Employers want employees who are happy and healthy. Let’s face it, they make a better employee.   A joint survey from Virgin HealthMiles and Workforce Management found that for 77 percent of employees, “health and wellness programs positively impacted the culture at work.” The benefits of having a positive culture are well known — increased employee satisfaction and engagement, decreased absenteeism, and higher productivity to name just a few.

According to a white paper by GuideSpark, you don’t have to have an expensive plan, just get your employees engaged.  They suggest 10 ways to keep the excitement going.

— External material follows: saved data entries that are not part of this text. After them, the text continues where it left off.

Issue #1776, opened 2026-05-27
inspect: LLDP server-uplink neighbor missing on breakout subports (transient, self-recovers)


pau-hedgehog:
## Summary

Fabric `inspect` intermittently fails its LLDP check with a server-uplink neighbor
missing on an E1/1/x breakout subport. L1/L2/L3 are healthy; only the LLDP neighbor
is absent, and it returns on its own shortly after.

Split out from #1760: that issue is the DPB rebind race (neighbor missing
continuously from port recreation, permanent until lldpd restart). This one is the
opposite shape: lost at steady state, hours after any recreation, self-recovering.
Same log line, different mechanism.

## Frequency (VLAB CI Analyzer, githedgehog/lab #364, last 14 days)

9 of the 11 "LLDP Inspect Neighbor Missing" hits are server uplinks (other 2 are
MCLAG, tracked in #1760; gateway uplinks: 0 this window).

```
✗ https://github.com/githedgehog/fabricator/actions/runs/26522099787/job/78116840766 (master: h-gw-iso-l2vni) [env-ci-1.l 05-27 19:31→20:09]  ds3000-03 E1/1/1 server-7
✗ https://github.com/githedgehog/fabricator/actions/runs/26516898957/job/78097605761 (master: h-gw-iso-l2vni) [env-ci-1.l 05-27 18:16→18:54]  ds3000-02 E1/1/2 server-1
✗ https://github.com/githedgehog/fabricator/actions/runs/26507680113/job/78065200293 (master: h-gw-iso-l2vni) [env-ci-1.l 05-27 16:22→17:00]  sse-c4632-01 E1/1/2 server-9
✗ https://github.com/githedgehog/fabric/actions/runs/26397833494/job/77703489853 (master: h-gw-iso-l2vni) [env-ci-1.l 05-25 18:15→18:54]  ds3000-03 E1/1/1 server-7
✗ https://github.com/githedgehog/fabricator/actions/runs/26330415323/job/77515711109 (master: h-gw-iso-l2vni) [env-ci-1.l 05-23 13:12→13:49]  ds3000-03 E1/1/1 server-7
✗ https://github.com/githedgehog/fabricator/actions/runs/26274169979/job/77335044959 (master: h-gw-iso-l2vni-rt) [env-ci-1.l 05-22 10:33→11:11]  ds3000-03 E1/1/1 server-7
[...]

Issue #1760, opened 2026-05-20
SONiC LLDPd silently stops TX on a breakout subport after DPB reconfiguration


pau-hedgehog:
## Summary

Fabric `inspect` fails its LLDP check with a neighbor missing on a fabric/gateway
port that SONiC recreates via Dynamic Port Breakout (DPB) during config apply.
L1/L2/L3 are healthy; only LLDP is absent, and it stays absent through the inspect
window. The server-uplink variant (transient, self-recovering) is a different
mechanism, tracked in #1776.

## Root cause

DPB destroys and recreates the port with a new Linux ifindex. lldpd / lldpmgrd start
before DPB completes and do not re-bind to the recreated interface, so the switch
never receives LLDP on that port even though traffic flows. Failure is time-locked to
the recreation and persists until lldpd restarts.

## Evidence

Original gateway-uplink report, job
https://github.com/githedgehog/fabricator/actions/runs/26123535147/job/76832422566
(in the run log, search `expected neighbor`):

```
21:11:15 ERR Reported  err="switch ds4000-02: E1/20/1: expected neighbor \"gateway-2\" not found"
```

Port recreation with ifindex change is in that run's debug artifact (fab-26123535147-...),
file show-tech-output/ds4000-02-show-tech.log, agent/syslog section (search
`DPB shutdown port Ethernet152` and `key:Ethernet152`): Ethernet152 is deleted and
re-added with a new ifindex while lldpd does not re-bind.

## Frequency (VLAB CI Analyzer, githedgehog/lab #364, last 14 days)

2 of 11 "LLDP Inspect Neighbor Missing" hits are this leg (MCLAG peer link, symmetric).
Unredacted lines in each job log (search `expected neighbor`):

```
✗ https://github.com/githedgehog/fabricator/actions/runs/26277313334/job/77345442174 (ema/test-connectivity: h-gw-iso-l2vni-rt) [env-ci-1.l 05-22 11:11→11:49]
    ERR Reported  err="switch ds3000-01: E1/32/3: expected neighbor \"ds3000-02\" not found"
    ERR Reported  err="switch ds3000-02: E1/32/3: expected neighbor \"ds3000-01\" not found"
✗ https://github.com/githedgehog/fabricator/actions/runs/26147651614/job/76907713011 (master: h-gw-iso-l2vni-rt) [env-ci-1.l 05-20 09:25→10:04]
[...]

PR #1777, opened 2026-05-28
feat(testing): capture LLDP detail on inspect failure (refs #1776)

pau-hedgehog:
## Summary
- Snapshot detailed switch and server LLDP state every time inspect's LLDP retry loop fails an attempt, so transient #1776 failures stop hiding the moment-of-failure state behind a recovered post-inspect show-tech.
- Per-attempt output lives at `show-tech-output/lldp-inspect-captures/attempt-N/<host>.log` so the existing debug bundle picks it up. Best-effort: per-target SSH/exec failures are logged, never propagated.
- Extends `switch.sh` show-tech to always include `show lldp neighbor` plus `lldpcli show neighbors detail / statistics` so non-inspect failure paths get the same evidence.

## Why
Issue #1776 (server-uplink LLDP missing on breakout subports) is transient and self-recovers within seconds. By the time `CollectVLABDebug` runs `show-tech`, the missing neighbor is often back, which is why the existing bundle only contains the summary `show lldp table` and nothing diagnostic. Capturing inside the retry loop preserves a time series: was the neighbor entry never received, present but expiring (TTL countdown), or did the switch only see one side of the LLDP exchange?

## What it captures
Switch side:
- `sonic-cli show lldp neighbor` (full detail with TTL / time-remaining)
- `docker exec lldp lldpcli show neighbors detail`
- `docker exec lldp lldpcli show statistics`
- `docker exec lldp lldpcli show chassis`

Server side (only for affected server-facing legs):
- `networkctl lldp` and `networkctl status`
- `ip -d link show`
- `journalctl -u systemd-networkd -n 300`

## Test plan
This is a diagnostics PR to troubleshoot a recurrent flake on HLAB on CI. After investigation we can assess if anything is worth merging
- [ ] On the next #1776 hit, confirm the artifact bundle contains `lldp-inspect-captures/attempt-{1,2,3}/...` and that it answers: was the neighbor in lldpd's table on the switch? Was the server emitting LLDP frames?

### DIFF
--- a/.github/workflows/ci.yaml
+++ b/.github/workflows/ci.yaml
@@ -209,8 +209,9 @@ jobs:
           LOCALREG_SYNC_USERNAME: ${{ github.actor }}
           LOCALREG_SYNC_PASSWORD: ${{ secrets.GITHUB_TOKEN }}
         run: |
+          just --timestamp _zot
           just --timestamp _localreg &
-          for i in $(seq 1 30); do curl -sf http://127.0.0.1:30000/v2/ > /dev/null 2>&1 && break || sleep 1; done
+          for i in $(seq 1 60); do curl -sf http://127.0.0.1:30000/v2/ > /dev/null 2>&1 && break || sleep 1; done
           curl -sf http://127.0.0.1:30000/v2/ > /dev/null 2>&1 || { echo "Local registry failed to start"; exit 1; }
           echo "Local registry is ready"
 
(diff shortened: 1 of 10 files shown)


pau-hedgehog:
This PR was instrumental: it captured the moment-of-failure LLDP state that confirmed #1760 is the permanent lldpd-after-DPB symptom on the Celestica Seastone 2 (sse-c4632-01), and that evidence is now staged for the Broadcom case.

The durable, reusable failure-path capture capability has been split into #1782 (native SONiC tech-support collection). The LLDP-specific instrumentation here is not needed on master, so closing. The commits remain on the pau/issue-1776-lldp-instrument branch for audit.

PR #1799, opened 2026-06-10
fix(rt): gate pings on EVPN host-route convergence after DHCP churn

pau-hedgehog:
Fixes githedgehog/internal#399.

After discovering server IPs, wait up to 60 s for each server's /32 host route to appear in the FIB of every attached leaf before issuing pings. Eliminates the race between DHCP-fresh IPs and EVPN type-5 propagation that caused Bundled/Mesh/MCLAG Failover failures.

See the issue for root cause analysis and evidence.

### DIFF
--- a/pkg/hhfab/rt_utils.go
+++ b/pkg/hhfab/rt_utils.go
@@ -305,6 +305,41 @@ func shutDownLinkAndTest(ctx context.Context, testCtx *VPCPeeringTestCtx, link w
 	return DoVLABTestConnectivity(ctx, testCtx.vlabCfg.WorkDir, testCtx.vlabCfg.CacheDir, testCtx.tcOpts)
 }
 
+// getServerVPCAndVRF returns the VPC name and VRF name for the given server by looking up its
+// VPCAttachment. Returns ("", "", nil) if the server has no VPC attachment or the VPC uses L2VNI
+// mode (where host routes are not installed as /32 entries in the IP route table).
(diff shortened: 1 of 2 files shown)


pau-hedgehog:
Closing this. Re-validated internal#399 on the latest Broadcom Enterprise SONiC (4.5.2, build `3cd846de9f`) on env-1: the orchagent `handleConflictingNeighbor` conflict is not fixed, and the data-plane impact is worse than first seen, a ~5 minute black-hole that recovers only when the Drop neighbor ages out (no fast retry). Full re-validation and evidence in internal#399.

This convergence gate does not hold as a fix:

- It is a no-op in L2VNI: `getServerVPCAndVRF` returns empty for `VPCModeL2VNI`, so `waitForServerHostRoutesInLeaves` skips entirely. The green CI signal comes only from the mode where the gate never runs.
- In L3VNI it does not mask the bug, it relocates the failure. On DS5000 (env-5) the /32 stays out of the RIB and the 60s gate times out (seen on the "No restrictions" test: route `10.50.2.4/32` on `ds5000-01`, `context deadline exceeded` at exactly 60s). On S5248 (env-1) the /32 is in the RIB but the ASIC is mis-programmed, so the gate passes in ~6s and pings fail.
- 60s is shorter than the real recovery (~5 min), and `show ip route` (RIB) does not reflect the ASIC state where this bug actually lives.

The fix belongs in SONiC. Filing a Broadcom case; tracking under internal#399. We can revisit a tracked known-issue accommodation if we need to unblock release CI before the SONiC fix lands.

PR #1808, opened 2026-06-12
test(release): ESLAG fallback review nits

pau-hedgehog:
Follow-up to #1759 addressing edipascale's review comments.

- rename `findESLAGAttachedSubnet` -> `findESLAGAttachedVLAN` (name reflects what it returns)
- filter `VPCAttachment` list by connection label instead of post-filtering in the loop
- drop `eslagPxeAttemptsPerLegX`; no reason for a higher attempt count in extended mode
- rename `ranAtLeastOne` -> `ranAtLeastOnce`; move assignment inside the slave loop so an empty `slaves` slice doesn't count as "ran"
- fix misleading `timeout(1)` reference in `pxeAttempt` comment

### DIFF
--- a/pkg/hhfab/rt_eslag_fallback.go
+++ b/pkg/hhfab/rt_eslag_fallback.go
@@ -18,9 +18,8 @@ import (
 )
 
 const (
-	eslagPxeDHCPTimeoutSec  = 20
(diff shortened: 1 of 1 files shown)


edipascale (approved):
thanks!

PR #1813, opened 2026-06-15
bump(nos): bcm to 4.5.2

Frostman:


pau-hedgehog:
Release tests pass both in env-1 spine-leaf and mesh, @Frostman

PR #1819, opened 2026-06-16
fix(show-tech): capture flatcar-install service status in gateway console fallback

pau-hedgehog:
Adds `systemctl status flatcar-install.service` and `journalctl -u flatcar-install` to the gateway console fallback probe.

The service is only present during USB install (no-op on installed systems). Without it, a gateway install hang is undiagnosable from the console fallback output — only the disk partition kernel messages and an idle load average are visible, with no indication of where the installer stopped.

Found during triage of run 27566110480 (`v-gw-onie-usb-l2vni-rt`): gateway-2 wrote disk at 168s then went idle for 40 min without rebooting; root cause was indeterminate because the installer service logs were not collected.


pau-hedgehog:
superseded: pushing directly to pau/extend-show-tech (PR #1630)

PR #103, opened 2020-10-17
replace failure with thiserror

### LINKED ISSUE #76: Replace "failure" error handling
Handling gdal crate errors in other crates requires the "failure" crate which is deprecated. We should use a crate / error strategy which does not require additional crates.

jdroenner:
this resolves  #76


michaelkirk:
Nice cleanup!

PR #105, opened 2020-10-21
update geo-types and ndarray

jdroenner:


src/vector/geo_to_gdal.rs
```diff
@@ -167,6 +167,12 @@ where
             geo_types::Geometry::MultiLineString(ref c) => c.to_gdal(),
             geo_types::Geometry::MultiPolygon(ref c) => c.to_gdal(),
             geo_types::Geometry::GeometryCollection(ref c) => c.to_gdal(),
+            geo_types::Geometry::Triangle(_) => Err(GdalError::UnsupportedGeometryType {
+                geometry_type: "Triangle",
```
michaelkirk, line 171: Would it be crazy to convert these to Polygons?

jdroenner: is this the behavior a user would expect?

michaelkirk: Yeah, it's a good question, and I'm not sure. 

On the one hand, people generally expect things to "just work". For example if i had a GeometryCollection with a mix of polygons and triangles, it would be nice if gdal could make use of it.

On the other hand, I can see it being surprising that the operation would be lossy - e.g. I put in a triangle and get back a three point polygon in the results.

ttencate: Heh, I spotted this too late. If conversion is desirable, #106 has the code already :)

jdroenner: merged #107 will update ndarray separatly

PR #115, opened 2020-11-04
Add Feature::fid() and Layer::feature(fid)

ttencate:
To test this, the fids in roads.geojson were changed from string to
numeric, because GDAL only supports numeric fids. As a result it no
longer shows up in the schema.


ttencate:
Hmm, any idea why Travis dislikes this PR only on Trusty? It seems to be seeing differences in geometry where there should be none, as I didn't change any of the geometry in `roads.geojson`, only `id`s (just double-checked).

jdroenner:
maybe it uses a different order for the elements in the geojson?
```
thread 'vector::tests::tests::test_wkt' panicked at 'assertion failed: `(left == right)`

  left: `"LINESTRING (26.1009423 44.4318179,26.1008957 44.4315723,26.1008417 44.431218,26.1007684 44.4309207)"`,

 right: `"LINESTRING (26.1019276 44.4302748,26.1019382 44.4303191,26.1020002 44.4304202)"`', src/vector/tests/mod.rs:188:13
```

ttencate:
You're right, it seems the features are sorted by `id` if `id` is numeric, but returned in input order otherwise. The order is apparently dependent on the GDAL version and probably also on the driver.

I have added a function to get a feature by its fid, which I could use in the tests but is also useful in general.

ttencate:
Travis is happy now.

PR #119, opened 2020-11-12
[docs] min_gdal_version_* features removed as of 87c59f54b701bb3138eb…

michaelkirk:
Those features flags no longer exist - we now detect the version automatically.


michaelkirk:
As a side question, do you have any input on "the right way" to generate bindings (asking for #https://github.com/georust/proj/issues/44)? 

Are you doing it in a docker container or anything, or just running it on your local with the `bindgen` feature and copying over from the built crate?

jdroenner:
Thanks, i already prepared something like this for the next release but then got lost in too much work. Would it be ok if i copy your readme text over to #120 ?

PR #120, opened 2020-11-13
update changes, readme

jdroenner:


gdal-sys/Cargo.toml
```diff
@@ -11,6 +11,6 @@ edition = "2018"
 libc = "0.2"
 
 [build-dependencies]
-bindgen = { version = "0.54", optional = true }
+bindgen = { version = "0.56", optional = true }
```
michaelkirk, line 14: We recently hit some surprising behavior with a bindgen update 

https://github.com/georust/proj/pull/53

Note sure if this affects you, or maybe you've already dealt with it, but bindgen recently changed how size_t gets translated to rust. 

It used to map `size_t` to `usize`. In rust, the byte size of `usize` changes depending on your platform to match the pointer size. On all "first class" rust platforms the size of `usize` in rust is equal to sizeof `size_t` in C. 

But there's nothing in the c standard that says size_t needs to equal pointer width. So in theory, technically, they *could* be different.

...so the (controversial) decision was made to output a concretely sized type (based on the size of `size_t` on the person running bindgen).

So, long story short, if you are packaging and relying on pre-builting bindings and want them to work on 32bit and 64bit machines, you need to enable the `--size_t-is-usize` option for bindgen when you're packing your pre-built bindings.

You can trace the thread back from: https://github.com/rust-lang/rust-bindgen/pull/1688

jdroenner: oh wow i did not know. So if i add `.size_t_is_usize(true)` to bindgen in `build.rs` it should work?

jdroenner: a created a PR for this: #127

michaelkirk: >  if i add .size_t_is_usize(true) to bindgen in build.rs it should work?

Yes, my understanding is that this will maintain the behavior from 0.53 and before.

I notice you're updating from bindgen 0.54, so the ship may have sailed, but it would have only affected your pre-built bindings if you'd regenerated the bindings when you last updated bindgen.

jdroenner: i think all the bindings are older then the last bindgen update :)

  1. Create an atmosphere of health competition.
    • Employees enjoy watching the success of their coworkers and often strive harder to keep up.
  2. Promote and Communicate Constantly
    • Regular communications to all employees about program successes and new activities, as well as sharing feedback, will ensure that they are not just informed, but more engaged. Using technology like online leaderboards to communicate team and individual progress will motivate everyone to put forth their best efforts.
  3. Be Creative
    • The most successful wellness programs have two attributes in common: they’re innovative and they’re simple. When planning your activities, think holistically and creatively, and seek out ways to maximize the programs’ awareness and engagement.
  4. Create a Wellness Honor Roll
    • Employee recognition is a powerful motivational tool.
  5. Leverage Internal Communication Channels and Video to Promote Programs
    • Share links to short catchy videos by email and through your social channels to promote and communicate your company’s wellness programs. You can also use intranets or other forms of internal communication and collaboration like
  6. Utilize the Power of Incentives (and Disincentives)
    • For many, reaching health-related goals such as losing weight or lowering blood pressure is incentive enough to commit unwaveringly to a wellness program. However, to keep enthusiasm high, and minimize the chances of individuals abandoning the program mid-stream, it’s important to incorporate and communicate incentives or rewards along the way.  You can give away Atta Boys at milestones.
  7. Involve Spouses and Significant Others A topic as life-changing as workplace wellness cannot be restricted to the hours of 9-5.
    • Involving the employee’s spouse or significant other from the outset, sharing goals and activities with them, and communicating progress along the way, will prove to be of immense benefit to the employee’s commitment. And, if they are on your company health plan, will stay healthier and have less claims too!
  8. Create an Employee-Driven Program
    • Rather than having company management alone design a wellness program for employees, create a working committee comprised of both management and employees to ensure that everyone is kept informed and represented.
  9. Establish a Baseline
    • As eager as companies may be to get their new wellness programs off the ground, it’s critical to spend some time understanding wellness-related challenges in the workplace and within the employee population
  10. Think Post-Program
    • An effective wellness program should ideally live on past any formal activity end date, continuing to be communicated as a company priority and play an ongoing role as part of your corporate culture. At specific milestones down the road — 3, 6 and 12 months, for example — revisit employee successes, and use the opportunity to communicate and reinforce how vital employee wellness is to the overall health of the company.

One thing that I thought of was sending out a calendar reminder on a reoccurring basis that has your employees get up from their work stations and stretch every hour for just two minutes.  This will go a long way in re-energizing your employee’s mental alertness and diverting fatigue.

So get up and get moving.  Your company will benefit as well as your employees!